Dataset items
PR #436, opened 2026-03-24
Add rumor spread example with Solara visualization

RodionOm:
-- Summary

This PR adds a small Solara-based rumor spread example to 'mesa-examples'
d7e559d8-010d-4ff8-91a1-39cc187fdc83
80a6e29c-ef5b-4dd2-9b70-ea01adbdc7d9
2c46e799-ba70-48f4-8f12-79fe0c984b47
.

The model places agents on a 2D toroidal grid. A configurable number of agents initially know a rumor. Informed agents may spread the rumor to neighboring agents, while a recovery mechanism allows agents to forget the rumor and return to the uninformed state.

-- Features

- Solara-based interactive visualization
- Spatial grid view of rumor diffusion
- Time-series plot of informed agents
- Parameter controls for:
  - initial spreaders
  - infection strength
  - recovery rate

-- Behavior

The model demonstrates multiple regimes depending on parameter values:

- **Extinction**: low infection strength and/or high recovery lead the rumor to die out
- **Equilibrium**: balanced infection and recovery produce sustained fluctuations
- **Saturation**: high infection strength and low recovery lead to near-total spread

-- Motivation

I built this example while preparing for GSoC and learning Mesa hands-on. I wanted to create a compact, reproducible model that demonstrates parameter-dependent rumor diffusion behavior in a way that is easy to run and inspect.

-- Notes

This model is intentionally simple and designed as an educational example rather than a realistic social diffusion simulator.

PR #478, opened 2026-07-28
Added recovery_rate parameter to Rumor Mill model

### LINKED ISSUE #472: Add recovery rate in Rumor_mill model
This idea of adding recovery rate is initially got from the PR #436 which is based on the same concept as we have already a rumor_mill and we also can have network topology on it

dietcoke-17:
**Summary**

Added a `recovery_rate` parameter to the Rumor Mill example, letting informed agents forget the rumor and become uninformed again. Closes #472 

The model was purely monotonic -- `Percentage_Knowing_Rumor` could only trend upward, so the only observable outcome was "how fast does it saturate." Recovery/forgetting is a standard ingredient in rumor- and epidemic-spread models (the "R" side of SIR/SIS dynamics), and adding it unlocks three qualitatively different regimes:

- **Extinction** -- recovery outpaces spread, the rumor dies out
- **Equilibrium** -- spread and recovery balance, producing a fluctuating steady state
- **Saturation** -- spread outpaces recovery, near-total adoption

Related to #436 (a separate rumor-spread example that already modeled recovery) and #451 (which proposes a forgetting mechanic plus additional agent types for this same model) -- flagging both for reviewers since there's conceptual overlap. This PR is intentionally scoped to just the recovery-rate piece to keep it small and easy to review.

**Changes**

- `rumor_mill/agent.py`: `Person` gains `recovery_rate` and a `just_recovered` flag; `step()` checks for forgetting (probability `recovery_rate`) before attempting to tell a neighbor
- `rumor_mill/model.py`: `RumorMillModel` accepts `recovery_rate` (default `0.0`, so existing callers see no behavior change), threads it to every agent, and adds a `Percentage_Recovered_This_Step` reporter
- `app.py`: new `recovery_rate` slider (interactive demo defaults it to `0.05`)
- `README.md`: documents the parameter and the extinction/equilibrium/saturation regimes
- `tests.py`: new tests for backward compatibility, the deterministic full-recovery edge case, parameter wiring, and the new reporter

**Design Note**

Forgetting is implemented as SIS-style: an agent that forgets becomes fully susceptible again and can be told and re-adopt the rumor later, rather than SIR-style permanent immunity. That matches how #436 described its own recovery mechanic. Happy to switch if maintainers prefer immunity instead.


examples/rumor_mill/rumor_mill/agent.py
```diff
@@ -23,27 +23,32 @@ def __init__(self, model, cell, rumor_spread_chance=0.5, color=None):
...
+        if neighbors:
+           neighbor = self.random.choice(neighbors)
+           if (
+               not neighbor.knows_rumor
+               and self.random.random() < self.rumor_spread_chance
+           ):
+                neighbor.knows_rumor = True
+                neighbor.newly_learned = True
+        neighbor.times_heard += 1
+        neighbor.times_heard_this_step += 1
```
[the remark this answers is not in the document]
dietcoke-17: Good catch on the missing guard, thanks for flagging — re-indented times_heard/times_heard_this_step to stay inside the if neighbors: block, and added test_no_crash_with_empty_neighborhood (1x1 grid) to lock it in.

examples/rumor_mill/rumor_mill/agent.py
```diff
@@ -23,27 +23,32 @@ def __init__(self, model, cell, rumor_spread_chance=0.5, color=None):
...
+           agent for agent in self.cell.neighborhood.agents if agent != self
+        ]
+        if neighbors:
+           neighbor = self.random.choice(neighbors)
+           if (
+               not neighbor.knows_rumor
+               and self.random.random() < self.rumor_spread_chance
+           ):
+                neighbor.knows_rumor = True
+                neighbor.newly_learned = True
```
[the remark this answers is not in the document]
dietcoke-17: Good catch — newly_learned was only ever meaningful pre-recovery, when learning could happen at most once per agent. Fixed by adding a permanent has_known_rumor_before flag on Person; newly_learned (and so New_People_Knowing_Rumor) now only fires on an agent's genuine first adoption, never on re-adoption after forgetting. Added a regression test (test_recovered_agents_are_not_double_counted_as_new) that forces heavy recover/re-learn cycling and asserts the cumulative new-learner count stays under the population that started uninformed.

dietcoke-17:
Two issues surfaced during review of the recovery_rate addition:
- New_People_Knowing_Rumor was inflated whenever an agent forgot the rumor and was later re-told it, since newly_learned fired on every adoption rather than just the first. Fixed by adding a permanent has_known_rumor_before flag and only setting newly_learned the first time an agent ever adopts the rumor.
- Stepping an informed agent with an empty neighborhood (e.g. a 1x1 grid) raised UnboundLocalError, because the times_heard counter updates sat outside the `if neighbors:` block instead of nested inside it.
(FROM SELF REVIEW)
-Also added test recovered agents are not double counted as new and test no crash with empty neighborhood to cover both.

examples/rumor_mill/rumor_mill/model.py
```diff
@@ -16,6 +16,7 @@ def __init__(
         height=10,
         know_rumor_ratio=0.01,
         rumor_spread_chance=0.5,
+        recovery_rate=0.0,
         eight_neightborhood=False,
         rng=None,
```
falloficaruss: Existing positional calls such as `RumorMillModel(10, 10, 0.1, 0.5, True, 1)` will now interpret True as a recovery rate and 1 as the neighborhood flag, silently changing model behavior and losing the seed. You may want to take a look at the position of recovery_rate

falloficaruss (commented):
Thank you for the PR! 

You must not name added test files directly as `test.py`. There is also a breaking change which you should take a look at.

examples/rumor_mill/rumor_mill/model.py
dietcoke-17: Yep surely I didn't think about that lemme think about that again

dietcoke-17: just rechecked and moved the recovery_rate to the end of the parameter list (after rng) instead of inserting it in the middle, so existing positional calls map to the same arguments as before. Applied the same fix to Person.__init__ in agent.py. recovery_rate came back as 0.0 instead of True, and the seed still worked also added a test that reproduces our exact example call and asserts recovery_rate stays at its default and the seed still works.

falloficaruss: You should also change the name of test file to something like test_rumor_mill.py

tpike3 (approved):
These are some great improvements, thanks @dietcoke-17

• _TASK STATEMENT_
Using the data above, restate every record word for word.

• _SOLVED PROBLEM_
PR #436, opened 2026-03-24
Add rumor spread example with Solara visualization

RodionOm:
-- Summary

This PR adds a small Solara-based rumor spread example to 'mesa-examples'
d7e559d8-010d-4ff8-91a1-39cc187fdc83
80a6e29c-ef5b-4dd2-9b70-ea01adbdc7d9
2c46e799-ba70-48f4-8f12-79fe0c984b47
.

The model places agents on a 2D toroidal grid. A configurable number of agents initially know a rumor. Informed agents may spread the rumor to neighboring agents, while a recovery mechanism allows agents to forget the rumor and return to the uninformed state.

-- Features

- Solara-based interactive visualization
- Spatial grid view of rumor diffusion
- Time-series plot of informed agents
- Parameter controls for:
  - initial spreaders
  - infection strength
  - recovery rate

-- Behavior

The model demonstrates multiple regimes depending on parameter values:

- **Extinction**: low infection strength and/or high recovery lead the rumor to die out
- **Equilibrium**: balanced infection and recovery produce sustained fluctuations
- **Saturation**: high infection strength and low recovery lead to near-total spread

-- Motivation

I built this example while preparing for GSoC and learning Mesa hands-on. I wanted to create a compact, reproducible model that demonstrates parameter-dependent rumor diffusion behavior in a way that is easy to run and inspect.

-- Notes

This model is intentionally simple and designed as an educational example rather than a realistic social diffusion simulator.

PR #478, opened 2026-07-28
Added recovery_rate parameter to Rumor Mill model

### LINKED ISSUE #472: Add recovery rate in Rumor_mill model
This idea of adding recovery rate is initially got from the PR #436 which is based on the same concept as we have already a rumor_mill and we also can have network topology on it

dietcoke-17:
**Summary**

Added a `recovery_rate` parameter to the Rumor Mill example, letting informed agents forget the rumor and become uninformed again. Closes #472 

The model was purely monotonic -- `Percentage_Knowing_Rumor` could only trend upward, so the only observable outcome was "how fast does it saturate." Recovery/forgetting is a standard ingredient in rumor- and epidemic-spread models (the "R" side of SIR/SIS dynamics), and adding it unlocks three qualitatively different regimes:

- **Extinction** -- recovery outpaces spread, the rumor dies out
- **Equilibrium** -- spread and recovery balance, producing a fluctuating steady state
- **Saturation** -- spread outpaces recovery, near-total adoption

Related to #436 (a separate rumor-spread example that already modeled recovery) and #451 (which proposes a forgetting mechanic plus additional agent types for this same model) -- flagging both for reviewers since there's conceptual overlap. This PR is intentionally scoped to just the recovery-rate piece to keep it small and easy to review.

**Changes**

- `rumor_mill/agent.py`: `Person` gains `recovery_rate` and a `just_recovered` flag; `step()` checks for forgetting (probability `recovery_rate`) before attempting to tell a neighbor
- `rumor_mill/model.py`: `RumorMillModel` accepts `recovery_rate` (default `0.0`, so existing callers see no behavior change), threads it to every agent, and adds a `Percentage_Recovered_This_Step` reporter
- `app.py`: new `recovery_rate` slider (interactive demo defaults it to `0.05`)
- `README.md`: documents the parameter and the extinction/equilibrium/saturation regimes
- `tests.py`: new tests for backward compatibility, the deterministic full-recovery edge case, parameter wiring, and the new reporter

**Design Note**

Forgetting is implemented as SIS-style: an agent that forgets becomes fully susceptible again and can be told and re-adopt the rumor later, rather than SIR-style permanent immunity. That matches how #436 described its own recovery mechanic. Happy to switch if maintainers prefer immunity instead.


examples/rumor_mill/rumor_mill/agent.py
```diff
@@ -23,27 +23,32 @@ def __init__(self, model, cell, rumor_spread_chance=0.5, color=None):
...
+        if neighbors:
+           neighbor = self.random.choice(neighbors)
+           if (
+               not neighbor.knows_rumor
+               and self.random.random() < self.rumor_spread_chance
+           ):
+                neighbor.knows_rumor = True
+                neighbor.newly_learned = True
+        neighbor.times_heard += 1
+        neighbor.times_heard_this_step += 1
```
[the remark this answers is not in the document]
dietcoke-17: Good catch on the missing guard, thanks for flagging — re-indented times_heard/times_heard_this_step to stay inside the if neighbors: block, and added test_no_crash_with_empty_neighborhood (1x1 grid) to lock it in.

examples/rumor_mill/rumor_mill/agent.py
```diff
@@ -23,27 +23,32 @@ def __init__(self, model, cell, rumor_spread_chance=0.5, color=None):
...
+           agent for agent in self.cell.neighborhood.agents if agent != self
+        ]
+        if neighbors:
+           neighbor = self.random.choice(neighbors)
+           if (
+               not neighbor.knows_rumor
+               and self.random.random() < self.rumor_spread_chance
+           ):
+                neighbor.knows_rumor = True
+                neighbor.newly_learned = True
```
[the remark this answers is not in the document]
dietcoke-17: Good catch — newly_learned was only ever meaningful pre-recovery, when learning could happen at most once per agent. Fixed by adding a permanent has_known_rumor_before flag on Person; newly_learned (and so New_People_Knowing_Rumor) now only fires on an agent's genuine first adoption, never on re-adoption after forgetting. Added a regression test (test_recovered_agents_are_not_double_counted_as_new) that forces heavy recover/re-learn cycling and asserts the cumulative new-learner count stays under the population that started uninformed.

dietcoke-17:
Two issues surfaced during review of the recovery_rate addition:
- New_People_Knowing_Rumor was inflated whenever an agent forgot the rumor and was later re-told it, since newly_learned fired on every adoption rather than just the first. Fixed by adding a permanent has_known_rumor_before flag and only setting newly_learned the first time an agent ever adopts the rumor.
- Stepping an informed agent with an empty neighborhood (e.g. a 1x1 grid) raised UnboundLocalError, because the times_heard counter updates sat outside the `if neighbors:` block instead of nested inside it.
(FROM SELF REVIEW)
-Also added test recovered agents are not double counted as new and test no crash with empty neighborhood to cover both.

examples/rumor_mill/rumor_mill/model.py
```diff
@@ -16,6 +16,7 @@ def __init__(
         height=10,
         know_rumor_ratio=0.01,
         rumor_spread_chance=0.5,
+        recovery_rate=0.0,
         eight_neightborhood=False,
         rng=None,
```
falloficaruss: Existing positional calls such as `RumorMillModel(10, 10, 0.1, 0.5, True, 1)` will now interpret True as a recovery rate and 1 as the neighborhood flag, silently changing model behavior and losing the seed. You may want to take a look at the position of recovery_rate

falloficaruss (commented):
Thank you for the PR! 

You must not name added test files directly as `test.py`. There is also a breaking change which you should take a look at.

examples/rumor_mill/rumor_mill/model.py
dietcoke-17: Yep surely I didn't think about that lemme think about that again

dietcoke-17: just rechecked and moved the recovery_rate to the end of the parameter list (after rng) instead of inserting it in the middle, so existing positional calls map to the same arguments as before. Applied the same fix to Person.__init__ in agent.py. recovery_rate came back as 0.0 instead of True, and the seed still worked also added a test that reproduces our exact example call and asserts recovery_rate stays at its default and the seed still works.

falloficaruss: You should also change the name of test file to something like test_rumor_mill.py

tpike3 (approved):
These are some great improvements, thanks @dietcoke-17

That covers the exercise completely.